■ DATA SUPPLIED:
PR #382, opened 2026-08-27
feat(cct-sdk): Add apply chain updates evm op

apedrob:
## What

- [DAPP-11279](https://smartcontract-it.atlassian.net/browse/DAPP-11279)
- Add `applyChainUpdates` / `generateUnsignedApplyChainUpdates` to `EVMTokenManager`,
configuring, enabling and removing a token pool's remote lanes: remote token, remote pool(s),
and both directional rate limits
- Params are version-discriminated, because the contract signature changed at v1.5.1:
  - `V1.5.0` takes a single `chains` array with an inline `allowed` bit and a singular
`remotePoolAddress`
  - `V1.5.1` splits into `chainsToAdd` / `remoteChainSelectorsToRemove`
with plural `remotePoolAddresses`, and is also the shape for v1.6.1 and v2.0.0
- The declared version is checked against the pool's on-chain `typeAndVersion`, and `sender`
against its `owner()`, so a wrong shape or an unauthorized caller is a param error before signing
- `getTokenPoolState` now reads v2.0.0 `SiloedLockReleaseTokenPool` (every field but `lockBox`,
which is per-lane) instead of rejecting it

## Why

- Lane configuration is the last write op needed to take a token pool from deployed to live;
without it the SDK can create and register a pool but not enable a route

## Testing

- Unit tests cover both calldata shapes, the version/owner pre-flights, rate-limit bounds per
generation, and the lane-array param rules
- New coverage for `resolveEncoder`'s removal ceilings and for the siloed-pool read path

## Notes

- `Operation` now owns the `validate` → `parse` → `prepare` lifecycle (hoisted from
`SolanaOperation`), so EVM ops can hand `buildUnsigned` already-narrowed params; existing ops
were migrated in place
- `resolveEncoder` accepts an explicit `null` to mark "removed from this version up", so a
removed function can no longer floor-match an older encoder and emit an unimplemented selector

[DAPP-11279]: https://smartcontract-it.atlassian.net/browse/DAPP-11279

PR #423, opened 2026-09-15
feat(cct-sdk): Add finality config ops EVM

mervin-link:
## What

- [DAPP-11552](https://smartcontract-it.atlassian.net/browse/DAPP-11552)
- Add EVM CCT operations to read and set v2.0.0 token-pool allowed finality config
- Expose unsigned, signed, and read APIs on `EVMTokenManager`
- Add validation, version/owner preflight checks, API docs, and unit tests

## Why

- Let pool owners configure FTF depth and FCR/safe-finality support through the SDK, and let clients read the active configuration.

## Notes

- Both operations support v2.0.0 pools only; earlier pool versions return an unsupported-operation error.

[DAPP-11552]: https://smartcontract-it.atlassian.net/browse/DAPP-11552?atlOrigin=eyJpIjoiNWRkNTljNzYxNjVmNDY3MDlhMDU5Y2ZhYzA5YTRkZjUiLCJwIjoiZ2l0aHViLWNvbS1KU1cifQ


aelmanaa:
## Grounding & Proof — DAPP-11552 Finality Config Ops EVM

**Head** `93278ace` (single commit on `cct-sdk` @ `aa3968d5`). **Verdict: APPROVE-WITH-CHANGES.**

Adds two v2.0.0-only EVM TokenPool ops — `getAllowedFinalityConfig` / `setAllowedFinalityConfig` (+ `generateUnsigned…`) on `EVMTokenManager` — encoding the pool's `bytes4` finality config from the SDK-level `FinalityAllowed` `{ finalityDepth, finalitySafe? }`. +596 lines, 6 files. Builds green in isolation (`npm run check` clean, 28/28 new tests). All findings and all fixes below are proven — on real Sepolia for behavior, by compiler for type surface.

---

### Grounding (contract truth)

The `bytes4` encoding is **correct**, cross-checked two ways:

- Pinned `FinalityCodec.sol` (`docs-cct-foundry` deps) and the canonical `chainlink-ccip` clone (`d077fd91`, `TokenPool.sol:220-258`, `FinalityCodec.sol`) agree: safe flag = bit 16 (`WAIT_FOR_SAFE_FLAG = 1<<16 = 0x00010000`), depth = low 16 bits (`BLOCK_DEPTH_MASK = 0xFFFF`, max 65535), `WAIT_FOR_FINALITY_FLAG = bytes4(0)`.
- SDK `encodeFinality` (`extra-args.ts`) — `(flags<<16)|(depth&0xffff)`, `flags|=0x1` on safe, depth range `[0,65535]` — matches byte-for-byte. `setAllowedFinalityConfig` is `onlyOwner` on-chain; the SDK's owner-only assumption is correct. Allowed-finality legitimately combines safe + depth (unlike *requested* finality, which is single-mode) — the SDK permits the combination, which is right for this setter.

### DRY / consistency

Clean. The op reuses `extra-args.ts` (`encodeFinality`/`decodeFinalityAllowed`/`FinalityAllowed`) rather than re-packing bits; `readTokenPoolAllowedFinality` follows the `readTokenPoolOwner` idiom; structure, version dispatch, owner-gating, and error taxonomy mirror the sibling pool ops. No duplicated logic, no `new Error()`, no `any`/unsafe cast.

---

### Proof — verified live, not just by reading source

Every mutation a confirmed Sepolia tx against a real `BurnMintTokenPool 2.0.0` ([`0x92af99b7…`](https://sepolia.etherscan.io/address/0x92af99b75a623Fa0Abd164f8EAa6BEF030824D9A), owner = `0x9d08…b717`):

| Step | Set | SDK-encoded | On-chain `bytes4` | Tx |
|---|---|---|---|---|
| Round-trip | `{depth:5}` | `0x00000005` | `0x00000005` ✅ | [`0xd31283c5`](https://sepolia.etherscan.io/tx/0xd31283c5be117b651b64cabdcff6e4b2e9171d417b188bd14eba92fc306022ae) |
| Combined mode | `{depth:32,safe:true}` | `0x00010020` | `0x00010020` ✅ | [`0x97824a38`](https://sepolia.etherscan.io/tx/0x97824a38ac81b12af53918390e0df86260eebeb5c8d644eaef88d74337447328) |
| Full-replace (Comment 2) | `{depth:20}` | `0x00000014` | `0x00000014`; FCR `true→false` ⚠️ | [`0x228cf5b1`](https://sepolia.etherscan.io/tx/0x228cf5b1b36de572010fd4f5cc21885ef8423ab92cdf987d88558f73a01d50d2) |
| Disable/reset | `{depth:0}` | `0x00000000` | `0x00000000` ✅ | [`0x3378f0c1`](https://sepolia.etherscan.io/tx/0x3378f0c1d25650ae2f3da596c036bd042f56c7d85ffd62bb2a38a21aa2bd8027) |

aelmanaa:
## 🟠 Major — Get/Set param & result types not exported from the `cct/evm` entry point

`cct/evm/index.ts` is a published entry (`@chainlink/ccip-sdk/cct/evm`); its bottom `export type` block is the public surface, and every read sibling exports both `…Params` and `…Result` there. `GetAllowedFinalityConfigParams/Result` and `SetAllowedFinalityConfigParams` are only *imported* to type the facade — a consumer can't name the return type of a public method.

**Proof (compiler):** a consumer importing them fails `tsc` with **TS2459** ("declares locally, but not exported").

**Fixed + proven:** added the three re-exports; the same probe now compiles clean.

aelmanaa:
## 🟠 Major — `setAllowedFinalityConfig` is a full `bytes4` replace, but the public docs read as additive

The param JSDoc and both manager `@remarks` said only "Set `finalitySafe` to enable FCR independently of the depth" — which reads like a partial update. It is not: a caller who sets `{ finalityDepth: 20 }` to bump FTF, intending to leave FCR alone, **silently disables FCR**.

**Proof (on-chain):** [tx `0x228cf5b1`](https://sepolia.etherscan.io/tx/0x228cf5b1b36de572010fd4f5cc21885ef8423ab92cdf987d88558f73a01d50d2) — FCR went `true → false` with no error.

**Fixed + proven:** param JSDoc, both manager `@remarks`, and the `FinalityAllowed` type doc now state the full-replace semantics and point at read-modify-write via `getAllowedFinalityConfig`; the live proof confirms the documented behavior is accurate; build stays green.

*Note on fix blast radius:* the `FinalityAllowed` doc change touches `extra-args.ts`, which is shared with the extra-args codec used by `ccipSend` paths — the change is documentation-only, no behavior impact.

aelmanaa:
## 🔵 Nit — Get version-gate uses strict `=== V2_0_0`; set uses floor-match `resolveEncoder`

Identical today (only V2_0_0 exists), but a future `V2_1_0` pool would keep working through `set` while `get` rejects it as unsupported. Forward-latent divergence from the `resolveEncoder` pattern; not fixed (no `V2_1_0` exists to prove against — flagging, not prescribing an unverified change). Consider a read-side floor-match if/when a second pool version lands.

aelmanaa:
## 🔵 Nit — `get` test covers only BurnMint; the LockRelease read path is untested

`readTokenPoolAllowedFinality` hardcoding the BurnMint ABI is correct (arg-less base-`TokenPool` getter, identical selector across both v2.0.0 families), but a LockRelease case in `get-allowed-finality-config.test.ts` would lock it. No code change.

aelmanaa:
## 🔵 Nit — Decode drops reserved flag bits

`FinalityCodec` reserves bits 17–31 ("accepted on the wire"); SDK decode (`flags & 0x1`) ignores them, so a read-modify-write would clear any reserved bit a pool had set. Benign while reserved bits are unassigned; note for when they gain meaning.

aelmanaa:
## No changelog finding — and why

The branch adds no `CHANGELOG.md` entry — but neither does any sibling CCT op: `cct-sdk`'s `[Unreleased]` block has no CCT entries at all (the token/pool/admin ops landed via PRs #382/#386/#393/#402/#406/#413… without one). The CCT stream is changelogged once, when `cct-sdk` merges to main. Requiring 11552 alone to add an entry would impose a convention its siblings don't follow, so this is not flagged.

---

## Fixes applied & proven

 `npm run check` clean, tests pass.

- **Comment 1** — `cct/evm/index.ts`: export the three types. Proof: TS2459 → clean.
- **Comment 2** — `set-allowed-finality-config.ts` param JSDoc, `index.ts` ×2 manager `@remarks`, `extra-args.ts` `FinalityAllowed` doc: full-replace semantics. Proof: live Sepolia tx [`0x228cf5b1`](https://sepolia.etherscan.io/tx/0x228cf5b1b36de572010fd4f5cc21885ef8423ab92cdf987d88558f73a01d50d2) + green build.

## Recommendation

Merge after Comments 1–2 (both fixed + proven here). The encoding is correct against the pinned contract and live on Sepolia; the ops are consistent with siblings. Rebase on `cct-sdk` at merge time — `index.ts` is high-churn. Nits 3–5 are optional follow-ups.

mervin-link:
> ## No changelog finding — and why
> The branch adds no `CHANGELOG.md` entry — but neither does any sibling CCT op: `cct-sdk`'s `[Unreleased]` block has no CCT entries at all (the token/pool/admin ops landed via PRs #382/#386/#393/#402/#406/#413… without one). The CCT stream is changelogged once, when `cct-sdk` merges to main. Requiring 11552 alone to add an entry would impose a convention its siblings don't follow, so this is not flagged.
> 
> ## Fixes applied & proven
> `npm run check` clean, tests pass.
> 
> * **Comment 1** — `cct/evm/index.ts`: export the three types. Proof: TS2459 → clean.
> * **Comment 2** — `set-allowed-finality-config.ts` param JSDoc, `index.ts` ×2 manager `@remarks`, `extra-args.ts` `FinalityAllowed` doc: full-replace semantics. Proof: live Sepolia tx [`0x228cf5b1`](https://sepolia.etherscan.io/tx/0x228cf5b1b36de572010fd4f5cc21885ef8423ab92cdf987d88558f73a01d50d2) + green build.
> 
> ## Recommendation
> Merge after Comments 1–2 (both fixed + proven here). The encoding is correct against the pinned contract and live on Sepolia; the ops are consistent with siblings. Rebase on `cct-sdk` at merge time — `index.ts` is high-churn. Nits 3–5 are optional follow-ups.

@aelmanaa Addressed all comments except for the last nit. I also updated the getAllowedFinalityConfig to use floor-match `resolveEncoder` because I notice that there's already a [2.1.0-beta.0](https://www.npmjs.com/package/@chainlink/contracts-ccip/v/2.1.0-beta.0).

aelmanaa (approved):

■ WHAT TO WORK ON: Please write out the material word for word from its first line through the line holding "lifecycle (hoisted from", including both, and no line past it.

■ SOLUTION TO THIS TASK:
PR #382, opened 2026-08-27
feat(cct-sdk): Add apply chain updates evm op

apedrob:
## What

- [DAPP-11279](https://smartcontract-it.atlassian.net/browse/DAPP-11279)
- Add `applyChainUpdates` / `generateUnsignedApplyChainUpdates` to `EVMTokenManager`,
configuring, enabling and removing a token pool's remote lanes: remote token, remote pool(s),
and both directional rate limits
- Params are version-discriminated, because the contract signature changed at v1.5.1:
  - `V1.5.0` takes a single `chains` array with an inline `allowed` bit and a singular
`remotePoolAddress`
  - `V1.5.1` splits into `chainsToAdd` / `remoteChainSelectorsToRemove`
with plural `remotePoolAddresses`, and is also the shape for v1.6.1 and v2.0.0
- The declared version is checked against the pool's on-chain `typeAndVersion`, and `sender`
against its `owner()`, so a wrong shape or an unauthorized caller is a param error before signing
- `getTokenPoolState` now reads v2.0.0 `SiloedLockReleaseTokenPool` (every field but `lockBox`,
which is per-lane) instead of rejecting it

## Why

- Lane configuration is the last write op needed to take a token pool from deployed to live;
without it the SDK can create and register a pool but not enable a route

## Testing

- Unit tests cover both calldata shapes, the version/owner pre-flights, rate-limit bounds per
generation, and the lane-array param rules
- New coverage for `resolveEncoder`'s removal ceilings and for the siloed-pool read path

## Notes

- `Operation` now owns the `validate` → `parse` → `prepare` lifecycle (hoisted from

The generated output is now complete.